TASK = The line containing "Support data with" marks the end: restate word for word every line from the first line of the entries below through that one.

------------------------------

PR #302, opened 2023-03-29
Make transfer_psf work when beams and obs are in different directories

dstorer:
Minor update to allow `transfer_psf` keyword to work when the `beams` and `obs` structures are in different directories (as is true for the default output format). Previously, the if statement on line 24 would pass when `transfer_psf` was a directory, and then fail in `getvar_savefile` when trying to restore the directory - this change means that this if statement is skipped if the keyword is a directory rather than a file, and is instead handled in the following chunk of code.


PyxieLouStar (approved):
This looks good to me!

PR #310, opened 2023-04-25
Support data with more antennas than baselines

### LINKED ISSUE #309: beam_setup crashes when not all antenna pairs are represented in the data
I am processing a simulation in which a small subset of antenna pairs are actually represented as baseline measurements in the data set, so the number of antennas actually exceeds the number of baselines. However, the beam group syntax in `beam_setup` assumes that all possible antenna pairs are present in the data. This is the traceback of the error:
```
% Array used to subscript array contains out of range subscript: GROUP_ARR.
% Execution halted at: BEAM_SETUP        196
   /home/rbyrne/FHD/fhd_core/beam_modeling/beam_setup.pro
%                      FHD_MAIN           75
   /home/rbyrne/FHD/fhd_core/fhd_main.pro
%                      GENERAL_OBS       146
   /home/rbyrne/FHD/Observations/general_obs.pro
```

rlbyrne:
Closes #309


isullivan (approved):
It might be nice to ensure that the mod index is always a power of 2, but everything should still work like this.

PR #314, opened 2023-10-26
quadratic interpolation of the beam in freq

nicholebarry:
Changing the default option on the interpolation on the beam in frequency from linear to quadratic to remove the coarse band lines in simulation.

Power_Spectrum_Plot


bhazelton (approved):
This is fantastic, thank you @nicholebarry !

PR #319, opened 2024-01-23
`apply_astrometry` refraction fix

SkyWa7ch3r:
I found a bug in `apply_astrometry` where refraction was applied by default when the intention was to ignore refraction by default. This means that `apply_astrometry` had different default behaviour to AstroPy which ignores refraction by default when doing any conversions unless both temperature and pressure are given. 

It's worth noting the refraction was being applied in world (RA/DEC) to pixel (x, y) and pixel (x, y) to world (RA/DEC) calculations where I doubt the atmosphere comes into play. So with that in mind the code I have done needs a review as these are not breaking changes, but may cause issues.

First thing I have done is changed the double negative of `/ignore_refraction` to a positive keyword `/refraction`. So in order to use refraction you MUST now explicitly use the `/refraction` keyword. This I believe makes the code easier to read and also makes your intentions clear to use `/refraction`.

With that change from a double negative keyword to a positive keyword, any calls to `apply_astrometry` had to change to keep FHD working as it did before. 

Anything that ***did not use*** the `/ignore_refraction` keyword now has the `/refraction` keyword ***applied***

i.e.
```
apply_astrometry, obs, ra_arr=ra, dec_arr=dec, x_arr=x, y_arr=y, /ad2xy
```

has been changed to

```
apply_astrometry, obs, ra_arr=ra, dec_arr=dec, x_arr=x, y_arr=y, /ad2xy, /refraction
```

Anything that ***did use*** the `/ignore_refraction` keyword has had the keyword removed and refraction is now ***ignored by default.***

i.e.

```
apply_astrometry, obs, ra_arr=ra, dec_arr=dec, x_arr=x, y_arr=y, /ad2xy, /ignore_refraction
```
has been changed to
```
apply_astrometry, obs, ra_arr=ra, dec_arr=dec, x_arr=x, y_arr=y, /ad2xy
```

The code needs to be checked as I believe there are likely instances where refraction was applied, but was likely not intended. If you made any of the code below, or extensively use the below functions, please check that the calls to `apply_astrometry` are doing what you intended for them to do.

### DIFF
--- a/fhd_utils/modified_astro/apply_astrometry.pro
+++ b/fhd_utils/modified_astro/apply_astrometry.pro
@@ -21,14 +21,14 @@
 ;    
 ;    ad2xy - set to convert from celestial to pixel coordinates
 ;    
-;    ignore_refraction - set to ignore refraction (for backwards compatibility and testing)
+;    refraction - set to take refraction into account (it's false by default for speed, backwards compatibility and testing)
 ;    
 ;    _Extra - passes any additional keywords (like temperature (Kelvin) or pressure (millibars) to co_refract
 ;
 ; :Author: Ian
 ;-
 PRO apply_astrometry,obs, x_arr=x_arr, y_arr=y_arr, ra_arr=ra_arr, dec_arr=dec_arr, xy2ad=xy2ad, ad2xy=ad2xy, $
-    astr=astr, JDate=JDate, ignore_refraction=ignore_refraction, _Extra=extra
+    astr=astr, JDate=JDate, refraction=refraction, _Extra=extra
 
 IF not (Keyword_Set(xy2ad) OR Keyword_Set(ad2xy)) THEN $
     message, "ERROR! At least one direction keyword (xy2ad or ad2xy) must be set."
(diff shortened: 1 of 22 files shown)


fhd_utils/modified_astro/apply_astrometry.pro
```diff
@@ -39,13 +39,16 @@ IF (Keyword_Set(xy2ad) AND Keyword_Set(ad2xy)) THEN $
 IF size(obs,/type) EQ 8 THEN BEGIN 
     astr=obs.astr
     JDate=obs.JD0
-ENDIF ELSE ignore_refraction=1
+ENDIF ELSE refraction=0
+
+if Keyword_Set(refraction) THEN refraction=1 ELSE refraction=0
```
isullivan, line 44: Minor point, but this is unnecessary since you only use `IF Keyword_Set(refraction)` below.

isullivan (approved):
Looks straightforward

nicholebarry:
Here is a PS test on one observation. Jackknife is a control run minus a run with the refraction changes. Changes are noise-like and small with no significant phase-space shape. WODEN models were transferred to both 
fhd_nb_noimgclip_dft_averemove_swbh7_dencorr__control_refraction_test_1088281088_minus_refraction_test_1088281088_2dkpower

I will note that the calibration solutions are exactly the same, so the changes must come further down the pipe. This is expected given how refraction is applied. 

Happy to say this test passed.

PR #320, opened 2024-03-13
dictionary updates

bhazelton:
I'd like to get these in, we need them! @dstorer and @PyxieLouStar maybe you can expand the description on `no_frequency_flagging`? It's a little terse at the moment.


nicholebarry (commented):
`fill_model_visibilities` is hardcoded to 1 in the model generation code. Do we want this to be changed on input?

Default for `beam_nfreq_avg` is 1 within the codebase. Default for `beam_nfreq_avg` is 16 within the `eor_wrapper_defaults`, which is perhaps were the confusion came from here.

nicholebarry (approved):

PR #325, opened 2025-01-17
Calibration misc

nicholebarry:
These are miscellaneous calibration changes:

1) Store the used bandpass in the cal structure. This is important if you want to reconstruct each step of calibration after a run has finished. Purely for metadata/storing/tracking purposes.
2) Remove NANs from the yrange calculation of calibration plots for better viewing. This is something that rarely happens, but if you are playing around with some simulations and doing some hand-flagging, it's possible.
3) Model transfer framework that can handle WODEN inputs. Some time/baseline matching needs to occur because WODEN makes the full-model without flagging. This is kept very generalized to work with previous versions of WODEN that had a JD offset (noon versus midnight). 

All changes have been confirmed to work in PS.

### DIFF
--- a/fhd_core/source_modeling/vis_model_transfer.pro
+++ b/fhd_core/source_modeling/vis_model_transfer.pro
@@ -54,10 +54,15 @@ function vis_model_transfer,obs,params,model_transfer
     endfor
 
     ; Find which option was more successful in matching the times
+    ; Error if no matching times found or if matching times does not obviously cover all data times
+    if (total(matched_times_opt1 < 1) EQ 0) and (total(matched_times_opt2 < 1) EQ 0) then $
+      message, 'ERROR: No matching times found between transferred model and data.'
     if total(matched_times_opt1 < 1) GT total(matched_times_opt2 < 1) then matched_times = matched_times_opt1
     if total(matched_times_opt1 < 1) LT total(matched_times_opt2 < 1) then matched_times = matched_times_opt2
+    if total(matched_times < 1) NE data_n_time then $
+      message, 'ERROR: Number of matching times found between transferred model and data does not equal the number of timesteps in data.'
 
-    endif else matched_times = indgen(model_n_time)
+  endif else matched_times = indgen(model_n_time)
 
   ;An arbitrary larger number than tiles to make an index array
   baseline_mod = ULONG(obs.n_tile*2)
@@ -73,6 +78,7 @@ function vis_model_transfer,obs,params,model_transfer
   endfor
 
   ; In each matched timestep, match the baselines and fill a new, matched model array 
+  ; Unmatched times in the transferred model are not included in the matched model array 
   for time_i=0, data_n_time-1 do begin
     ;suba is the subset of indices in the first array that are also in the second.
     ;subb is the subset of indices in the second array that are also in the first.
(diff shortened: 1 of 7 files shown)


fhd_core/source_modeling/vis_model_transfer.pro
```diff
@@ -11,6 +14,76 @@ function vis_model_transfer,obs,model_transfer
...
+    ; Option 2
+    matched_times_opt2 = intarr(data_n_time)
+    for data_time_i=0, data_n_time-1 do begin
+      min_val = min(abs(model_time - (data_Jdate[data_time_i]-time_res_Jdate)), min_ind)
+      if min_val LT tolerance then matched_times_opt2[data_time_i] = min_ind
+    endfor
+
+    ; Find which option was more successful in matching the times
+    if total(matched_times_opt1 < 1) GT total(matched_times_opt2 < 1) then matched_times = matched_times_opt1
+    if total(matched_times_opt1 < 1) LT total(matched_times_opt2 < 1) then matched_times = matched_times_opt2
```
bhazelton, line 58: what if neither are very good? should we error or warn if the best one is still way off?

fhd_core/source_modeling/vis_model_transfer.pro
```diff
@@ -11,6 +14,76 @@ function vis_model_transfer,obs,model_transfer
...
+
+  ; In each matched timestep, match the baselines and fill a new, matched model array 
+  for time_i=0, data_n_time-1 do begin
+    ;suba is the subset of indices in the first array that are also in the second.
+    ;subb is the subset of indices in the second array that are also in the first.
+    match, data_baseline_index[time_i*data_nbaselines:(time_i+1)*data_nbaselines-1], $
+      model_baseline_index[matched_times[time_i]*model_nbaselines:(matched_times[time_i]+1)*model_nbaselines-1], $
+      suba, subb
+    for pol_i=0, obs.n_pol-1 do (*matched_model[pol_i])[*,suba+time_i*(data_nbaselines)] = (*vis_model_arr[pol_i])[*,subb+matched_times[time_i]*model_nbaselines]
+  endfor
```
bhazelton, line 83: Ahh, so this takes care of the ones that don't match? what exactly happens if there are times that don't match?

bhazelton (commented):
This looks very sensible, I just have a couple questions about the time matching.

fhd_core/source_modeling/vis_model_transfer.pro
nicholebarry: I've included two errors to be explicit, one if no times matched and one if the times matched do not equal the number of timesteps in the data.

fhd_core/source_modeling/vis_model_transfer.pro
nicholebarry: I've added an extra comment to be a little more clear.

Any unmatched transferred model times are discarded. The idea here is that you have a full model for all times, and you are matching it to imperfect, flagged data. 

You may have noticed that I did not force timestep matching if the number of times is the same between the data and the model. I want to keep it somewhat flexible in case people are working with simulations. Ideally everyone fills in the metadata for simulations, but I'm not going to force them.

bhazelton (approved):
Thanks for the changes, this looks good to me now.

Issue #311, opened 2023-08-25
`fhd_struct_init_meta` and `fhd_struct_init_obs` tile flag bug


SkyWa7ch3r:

------------------------------

RESPONSE TO THIS TASK =
PR #302, opened 2023-03-29
Make transfer_psf work when beams and obs are in different directories

dstorer:
Minor update to allow `transfer_psf` keyword to work when the `beams` and `obs` structures are in different directories (as is true for the default output format). Previously, the if statement on line 24 would pass when `transfer_psf` was a directory, and then fail in `getvar_savefile` when trying to restore the directory - this change means that this if statement is skipped if the keyword is a directory rather than a file, and is instead handled in the following chunk of code.


PyxieLouStar (approved):
This looks good to me!

PR #310, opened 2023-04-25
Support data with more antennas than baselines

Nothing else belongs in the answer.